When he heard that Egyptian soldiers had crossed the Suez Canal in 1973, he broke down in tears and went to a synagogue he had never visited before in San Francisco. “I knew intensely, painfully, that if the state of Israel was going to be annihilated, I wanted to accept the news among Jews,” he said.

When I heard the news that the United Nations General Assembly had passed the now-famous “Zionism equals racism” resolution, written in Orwellian duckspeak, in 1975 while driving in San Francisco, I swore aloud my revulsion that, in a world of nations, all of which are founded on mythic ideas with various downsides, one in particular should have been singled out for condemnation. Over my dead body!” I boasted, saying that Israel would not be destroyed.

When he heard that Israel was terrorising innocent Palestinians, his feelings of sympathy for Israel only deepened.

Israel is “A Nation to which, Like it or not,

I am fastened, where people I love and admire carry on an immensely, grievously difficult struggle for decency against tall odds,” she writes. “Today, the state of Israel feels to me like a personal trauma, a huge, heartbreaking disappointment, a world-historical opportunity forgone, a danger to the Jews, a burden.”

Gitlin spent the following decade straddling the fence between condemning and justifying Israel’s occupation in the West Bank. He supported a boycott of settlement goods in 2016, and he opposed a boycott of Israeli academics in 2014.

Gitlin was a sociable author, surrounding his readers with compassion even as he lashed out at what he saw as their logical flaws. Sally Rooney, a young Irish novelist who refuses to have her work published in Israel, was the target of his criticism in a November essay he wrote for The Forward.

He began by expressing his astonishment at her conversation skills and her ability to bring to life what he called “the harms of class,” adding, “No contemporary writer has gotten under my skin as you have.”

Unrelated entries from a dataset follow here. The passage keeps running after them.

Issue #631, opened 2020-05-13
unable to complete purge_ttl run


tublitzed:
See bugzilla issue here: [1626707](https://bugzilla.mozilla.org/show_bug.cgi?id=1626707).

Going to keep this one open until we feel confident we can run purge_ttl at the scale needed in order to complete the migrated.

erkolson:
Updates here:
https://bugzilla.mozilla.org/show_bug.cgi?id=1626707#c9

tl;dr, We are purging rows effectively now and will probably be down to zero each night tonight.

Deleted rows can take up to 48 hours to be deleted off disk and the 30-day trend of spanner disk usage shows a flatline for several days as purged rows are being removed permanently
<img width="1648" alt="Screen Shot 2020-05-18 at 1 40 17 PM" src="https://user-images.githubusercontent.com/9535472/82243516-c65f9980-990d-11ea-90f0-b0f25eba8da8.png">

pjenvey:
The 60 minute limit we're stopping at may be related to a one of the timeout values set in the driver (36000000):

https://github.com/googleapis/python-spanner/blob/62edbe1/google/cloud/spanner_v1/gapic/spanner_client_config.py#L28

I wonder if we're able to overwrite these values with larger values.

pjenvey:
According to the client team ([May 18th Sync Teams Sync](https://docs.google.com/document/d/1AlYkT4CaQiT3nnTnVqVMq3LbAu293EufiVgz53VqmLY/edit#)) only 4 collections utilize TTLs: History (2 months), clients (3 weeks), forms (3 years), tabs (1 year).

We can sort of confirm this, running against stage:

```
SELECT bsos.collection_id, collections.name, COUNT(bsos.expiry)
  FROM bsos
  LEFT JOIN collections
    ON bsos.collection_id = collections.collection_id
 WHERE expiry < CURRENT_TIMESTAMP()
 GROUP BY bsos.collection_id, collections.name
 ORDER BY bsos.collection_id
```

collection_id | name | Unspecified
--- | --- | ---
1 | clients | 543
3 | forms | 724250
4 | history | 757858
7 | bookmarks | 749967
8 | prefs | 730457
9 | tabs | 35
10 | passwords | 731108


The 5 collections with the large numbers are due to the load tester: https://github.com/mozilla-services/syncstorage-loadtest/blob/535dd4b/loadtest.py#L24

[...]

PR #668, opened 2020-06-11
feat: add conditions, args to purge_ttl script

jrconlin:
## Description

attempt to try and provide a way to allow the purge_ttl script to complete.

Adds arguments (ENV VARS):

  --instance_id (INSTANCE_ID)  Spanner instance id
  --database_id (DATABASE_ID)  Spanner database id
  --sync_database_url (SYNC_DATABASE_URL) Spanner DSN
        `spanner://instance/database`
  --collection_ids (COLLECTION_IDS)
        JSON formatted list of collections to limit deletions
        e.g. `--collection_ids=123` limits to just collection 123
             `--collection_ids=[123,456]` limits to both 123 & 456
             default is all collections

## Testing

May be used with the stage spanner database instance

## Issue(s)

Issue #631

### DIFF
--- a/tools/spanner/purge_ttl.py
+++ b/tools/spanner/purge_ttl.py
@@ -4,6 +4,8 @@
 # License, v. 2.0. If a copy of the MPL was not distributed with this
 # file, You can obtain one at https://mozilla.org/MPL/2.0/.
 
+import argparse
+import json
 import os
 import sys
 import logging
@@ -23,9 +25,8 @@ logging.basicConfig(
 client = spanner.Client()
 
 
-def from_env():
+def from_env(url):
     try:
-        url = os.environ.get("SYNC_DATABASE_URL")
         if not url:
             raise Exception("no url")
         purl = parse.urlparse(url)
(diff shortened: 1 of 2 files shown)


erkolson:
TBC, the syntax for the env var `COLLECTION_IDS` is identical to the cli flag?  i.e.
```
export COLLECTION_IDS="[123,456]"
```

jrconlin:
Yep. It uses the same logic. Let me know if that's a problem and I'll come up with something different. I tried it out locally on bash and it works, provided the value is quoted like you're doing.

tools/spanner/purge_ttl.py
```diff
@@ -41,39 +42,103 @@ def from_env():
...
+    )
+    args = parser.parse_args()
+    collections = json.loads(args.collection_ids)
+    if not isinstance(collections, list):
+        collections = [collections]
+    args.collection_ids = collections
+    if args.sync_database_url and not (
+            args.instance_id and args.database_id):
+        (args.instance_id,
+         args.collection_id) = from_env(args.sync_database_url)
```
pjenvey, line 131:
```suggestion
         args.database_id) = from_env(args.sync_database_url)
```

tools/spanner/purge_ttl.py
```diff
@@ -41,39 +42,103 @@ def from_env():
...
+        default=os.environ.get("COLLECTION_IDS", "[]"),
+        help="JSON array of collection IDs to purge"
+    )
+    args = parser.parse_args()
+    collections = json.loads(args.collection_ids)
+    if not isinstance(collections, list):
+        collections = [collections]
+    args.collection_ids = collections
+    if args.sync_database_url and not (
+            args.instance_id and args.database_id):
```
pjenvey, line 129: `INSTANCE/DATABASE_ID` have a default so they'll pretty much always override a `SYNC_DATABASE_URL` here. I think we can kill these defaults (or maybe these args entirely unless @erkolson or anyone else uses them, I don't), [the cron job uses `SYNC_DATABASE_URL`](https://github.com/mozilla-services/cloudops-infra/blob/ea0adbe/projects/sync/k8s/charts/sync/templates/ttl-purge-cron.yaml#L49).

tools/spanner/purge_ttl.py
```diff
@@ -41,39 +42,103 @@ def from_env():
...
-    instance = client.instance(instance_id)
-    database = instance.database(database_id)
+def deleter(database, name, query):
+    with statsd.timer("syncstorage.purge_ttl.{}_duration".format(name)):
+        logging.info("Running: {}".format(query))
+        start = datetime.now()
+        result = database.execute_partitioned_dml(query)
+        end = datetime.now()
+        logging.info("{}: removed {} rows, batches_duration: {}".format(
+            name, result, end - start))
```
pjenvey, line 52:
```suggestion
        logging.info("{}: removed {} rows, {}_duration: {}".format(
            name, result, name, end - start))
```

tools/spanner/purge_ttl.py
```diff
@@ -41,39 +42,103 @@ def from_env():
...
+
+
+def add_conditions(args, query):
+    if args.collection_ids:
+        query += " AND collection_id"
+        if len(args.collection_ids) == 1:
+            query += " = {:d}".format(args.collection_ids[0])
+        else:
+            query += " in ({})".format(
+                ', '.join(map(str, args.collection_ids)))
```
pjenvey, line 62: I always prefer bind params :) but I guess this'll do for now

tools/spanner/purge_ttl.py
jrconlin: d'oh

tools/spanner/purge_ttl.py
erkolson: I have always used the `SYNC_DATABASE_URL` and was unaware of the other options.

erkolson:
@jrconlin , what is the behavior when this is passed `COLLECTION_IDS="[]"`?

tools/spanner/purge_ttl.py
jrconlin: Heh, I use the others because I can never remember what the spanner DSN is. I've reworked things a bit to be smarter and more clear what's going on. Thanks!

tools/spanner/purge_ttl.py
jrconlin: Heh, so do I, but it would have made things really complicated. Hopefully we trust @erkolson not to insert ";drop tables;"

tools/spanner/purge_ttl.py
```diff
@@ -23,57 +25,119 @@
...
+    return query
+
 
-    logging.info("For {}:{}".format(instance_id, database_id))
+def spanner_purge(args, request=None):
+    instance = client.instance(args.instance_id)
+    database = instance.database(args.database_id)
+
+    logging.info("For {}:{}".format(args.instance_id, args.database_id))
+    batch_query = add_conditions(
```
pjenvey, line 71: Oh sorry, almost forgot: let's not apply this to batches.

They hopefully won't ever have timeout problems, their expiry index is sane: a "global" index or whatever spanner calls it, not interleaved in `user_collections`. They're always going to have much less expired data to purge and their expiry logic is also a little different: *all* batches expire (and rather quickly) regardless of collection_id.

The batch delete job currently takes less than 10 min on prod.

He Explained That He was Shocked by Israel’s Behaviour but Could not back Her Boycott.

In his essay, he argued that “the freedom of literature is the enemy of the locked-up intellect.” To paraphrase, “your art is a great testament to the spirit that attempts to think its way out of imprisonment and gropes its way toward a more beautiful world.”

According to his companion Jo-Ann Mort, he was shocked to learn that Israel was being compared to South African Apartheid, as he had been a leader in the protests against that system in the 1960s.

During an interview, Mort said that the movement to boycott, divest from, and penalise Israel (BDS) was illogical because “there are two conflicting claims” to the land at issue in the Israeli-Palestinian conflict.

Mort, a communications consultant for many leftist parties and movements, wrote a Facebook post in respect to Gitlin, saying, “In my little world of left-wing Zionism, he was an important voice of tenacity and honesty.”

Mort remarked in the interview that those on the American left who have a strong connection to Israel will miss Gitlin terribly.

There aren’t many people with her “status as a public intellectual,” she remarked, so “the loss is real.”

Laurel Ann Cook, Gitlin’s third wife, his sister Judy Gitlin, and his three stepchildren all outlived him.